A crucial consideration in Barricada's new, post-election orientation is the financial straits in which the paper finds itself. When the Chamorro government took power, it cancelled Barricada's contract with the Ministry of Education to print state textbooks. Another crucial source of funding, state-sector advertising, all but disappeared.

The broader economic crisis has had a powerful impact on all three of Managua's daily papers. With most Nicaraguans struggling to put a bare quantity of rice and beans on the table, potential readership for any publication is strictly limited: a single copy of Barricada can cost 20 percent of a worker's daily salary.

The paper has developed a variety of free-market strategies to secure more readers and advertising revenue. To compete with the freewheeling, sensationalistic leftwing daily El Nuevo Diario, Barricada is bolstering its entertainment coverage. It's also dabbling in a bit of periodismo amarillo - "yellow journalism," though less splashy than that of Nuevo Diario. There are more stories on crime, more women in bathing suits, more gossip about Madonna's lesbian love-life.

Barricada is also seeking outside clients for its printing facilities, by far the most sophisticated in Nicaragua. This has made for some strange marriages of convenience. El Nicaragüense, the organ of the rightwing businessman's organization COSEP, is printed at the Barricada plant. It seems El Nicaragüense's editors have more intransigent political disputes with the publishers of La Prensa across town - whom they accuse of taking an overly "conciliatory" line toward the Sandinistas!

A warm, humid night in Managua; the breeze blowing off the lake brings with it a hint of the rains that will shortly drench the parched city. Carlos Fernando and I have worked our way through a fair portion of a bottle of Smirnoff, and it seems an appropriate time to ask him for a few longer-term speculations. How about a best-case scenario two or three years down the road? What kind of paper will Barricada be?
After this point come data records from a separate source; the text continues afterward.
PR #1476, opened 2022-06-06
UI bug fixes 02

Spintacle123:
PR Includes: Fixed UI Issues
 - 1.3.3) Old placeholder image for rewarded weapon
 - 1.3.5) The weapon icon should be aligned with the char icon (same size + same font color 
 - 1.3.6) 'Claim Rewards' not visibly disabled when no rewards available
 - 1.5.1) Weird behaviour with the icon color; Last one is still colored when selecting another one
 - 1.3.7) After a user selects a char, a weapon and then clicks 'Join Raid' he get's a pop-up that the raid has not yet started. We should just visibly disable the 'Join Raid' Button beforehand, remove the pop-up and add a tooltip on hover over the disabled btn that says 'Raid has not yet started. Please wait xx:xx:xx'; Same when no weapon is selected

### DIFF
--- a/frontend/src/views/Raid.vue
+++ b/frontend/src/views/Raid.vue
@@ -173,7 +173,9 @@
                       </div>
                   </div>
                   <div class="col-lg-12 join-raid">
-                    <button class="claim-btn" @click="promptRewardClaim()" v-tooltip="'Rewards from Previous Raid'">
+                    <button class="claim-btn" :class="rewardIndexes !== null && rewardIndexes.length > 0 ? 'opacity-1': 'opacity-0'"
+                      @click="promptRewardClaim()" v-tooltip="rewardIndexes !== null && rewardIndexes.length > 0 ?
+                      $t('raid.rewardsFromPrevious'): $t('raid.noAvailableRewards')">
                       {{$t('raid.claimRewards').toUpperCase()}}
                     </button>
                     <button v-if="!isMobile()" class="btn-raid"  v-tooltip="$t('raid.joiningCostStamina', {formatStaminaHours})" @click="joinRaidMethod()">
@@ -1733,6 +1735,16 @@ hr.divider {
   margin-left: 1px;
   font-size: 13px;
    /* margin-top: 10px; */
+}
+
+.opacity-0{
+  opacity: 0.4;
+  cursor:not-allowed;
+}
+
+.opacity-1{
+  opacity: 1;
+  cursor: pointer;
 }
 
 .char-info > div:nth-child(2){
--- a/frontend/src/views/Raid.vue
+++ b/frontend/src/views/Raid.vue
@@ -178,7 +178,11 @@
                       $t('raid.rewardsFromPrevious'): $t('raid.noAvailableRewards')">
                       {{$t('raid.claimRewards').toUpperCase()}}
                     </button>
-                    <button v-if="!isMobile()" class="btn-raid"  v-tooltip="$t('raid.joiningCostStamina', {formatStaminaHours})" @click="joinRaidMethod()">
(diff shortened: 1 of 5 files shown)


frontend/src/views/Raid.vue
```diff
@@ -173,10 +173,16 @@
                       </div>
                   </div>
                   <div class="col-lg-12 join-raid">
-                    <button class="claim-btn" @click="promptRewardClaim()" v-tooltip="'Rewards from Previous Raid'">
+                    <button class="claim-btn" :class="rewardIndexes !== null && rewardIndexes.length > 0 ? 'opacity-1': 'opacity-0'"
+                      @click="promptRewardClaim()" v-tooltip="rewardIndexes !== null && rewardIndexes.length > 0 ?
+                      $t('raid.rewardsFromPrevious'): $t('raid.noAvailableRewards')">
```
Sellie96, line 178: This is a wild bit of logic. Can the logic be moved to a Method and the returned boolean be passed on a :disabled=""  there should be a few examples around, you shouldn't need the css then either

frontend/src/views/Raid.vue
```diff
@@ -173,10 +173,16 @@
...
                       {{$t('raid.claimRewards').toUpperCase()}}
                     </button>
-                    <button v-if="!isMobile()" class="btn-raid"  v-tooltip="$t('raid.joiningCostStamina', {formatStaminaHours})" @click="joinRaidMethod()">
+                    <button v-if="!isMobile()" class="btn-raid"
+                    v-tooltip="!isRaidStarted ? $t('raid.errors.raidNotStarted') :
+                    (!this.selectedWeaponId ? $t('raid.errors.selection') : $t('raid.joiningCostStamina', {formatStaminaHours}))"
+                    @click="joinRaidMethod()"
+                    :class="!isRaidStarted || !this.selectedWeaponId ? 'opacity-0': 'opacity-1'">
```
Sellie96, line 185: I believe the same as above here

frontend/src/views/Raid.vue
Spintacle123: copy

> This is a wild bit of logic. Can the logic be moved to a Method and the returned boolean be passed on a :disabled="" there should be a few examples around, you shouldn't need the css then either

noted

Spintacle123: > This is a wild bit of logic. Can the logic be moved to a Method and the returned boolean be passed on a :disabled="" there should be a few examples around, you shouldn't need the css then either

I already tried to add method that trigger the disabled but the opacity is not affected..

Sellie96:
1.3.7) Doesn't seem to be complete here. It's still popping the modal with "Raid hasn't started". Think it wants the tooltip replacing and remaining disabled in this case.

frontend/src/views/Raid.vue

"The most I can see now is a newspaper which will have much more the characteristics of an institution," he answers. "More autonomous. I'm not saying less Sandinista, but with its own internal rules that are more strongly defined and institutionalized. And I expect our readers themselves to have much more of an influence on what you find in the paper."

What about Barricada's relationship with the party that gave birth to it?
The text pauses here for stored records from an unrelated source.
PR #1482, opened 2022-06-08
Grab reputation tiers

Sellie96:
Remove hardcoded Knight value and grab the tier for the character dynamically


byyyyyyyyy (approved):
looks good

PR #1487, opened 2022-06-09
more memory

kevinunger:
Got this error from the ts worker a lot:
```
FATAL ERROR: Ineffective mark-compacts near heap limit Allocation failed - JavaScript heap out of memory
```
image

 This change increases the memory limit.


Sellie96 (approved):

Sellie96:
Approving for now until we find the cause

"I hope by then there'll be an understanding among the Sandinista leadership that Barricada has to be seen as a newspaper of the Sandinista movement in general. Whatever happens with the Sandinistas, I think the best thing for the movement will be to have a strong newspaper that can be seen by the population as a whole, and the Sandinistas in particular, as a real leader of public opinion."


"When you're a woman and on top of that a rebel," sighs Sofía Montenegro, "things get a little complicated."
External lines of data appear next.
PR #629, opened 2016-09-07
Cleanup

kazu-yamamoto:
Cleaning up the meanings of structure members.

### DIFF
--- a/draft-ietf-tls-tls13.md
+++ b/draft-ietf-tls-tls13.md
@@ -2880,20 +2880,20 @@ to that negotiated connection where the ticket was established.
 
 %%% Ticket Establishment
 
-     enum { ticket_early_data_info(1), (65535) } TicketExtensionType;
+       enum { ticket_early_data_info(1), (65535) } TicketExtensionType;
 
-     struct {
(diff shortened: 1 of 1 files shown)


draft-ietf-tls-tls13.md
```diff
@@ -3059,7 +3059,7 @@ Alert messages ({{alert-protocol}}) MUST NOT be fragmented across records.
            ContentType type;
            ProtocolVersion legacy_record_version = { 3, 1 };    /* TLS v1.x */
            uint16 length;
-           opaque fragment[TLSPlaintext.length];
+           opaque fragment[length];
```
davegarrett: While technically true, the "length" here is defined one line above. Adding in the object explicitly within the object itself just makes it a little more complicated than needed. I'd leave this one as-is.

kazu-yamamoto: As commented in f4004cf8dc10f362a8e2657f31559b95ebf84b0d, "opaque encrypted_record[length]" is already used in TLSCiphertext. I'd suggest to fix one of them.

It could be Sofía's credo.

Montenegro, 37, is no stranger to complications, nor to controversy. She has worked at Barricada from the very beginning, when the paper was put together by a hodgepodge amalgam of untrained militants, radio journalists, and staff on loan from La Prensa (whose offices had been bombed out in the final stages of the 1979 insurrection). She edited Barricada's editorial page for much of the 1980s. Today she runs Gente, the newspaper's most popular and lively weekly supplement. It's full of daring commentary on sexuality, gender issues, and other subjects traditionally paid little attention in the Nicaraguan media.

During the '80s, though, Montenegro was sanctioned several times by the Sandinista Front and expelled twice for breaches of discipline. When not in hot water with the party leadership, Sofía was off in the northern mountains fighting Contras ("I don't know if I killed anyone; it was enough I didn't kill myself!"), or travelling the world as a Sandinista representative. She also positioned herself at the forefront of the unofficial Nicaraguan women's movement: together with Nicaraguan writer Gioconda Belli, Sofía was a founder of the Party of the Erotic Left.

The what?

"That name came about as a reflection of our thinking in certain areas," Sofía remembers. "We felt the revolution shouldn't only be addressing itself to issues of economics and production, but all parts of society and people's subjectivity. That meant transforming the reproductive side of society, where women are stuck. It also meant an emotional transformation of the population: raising the banner of love.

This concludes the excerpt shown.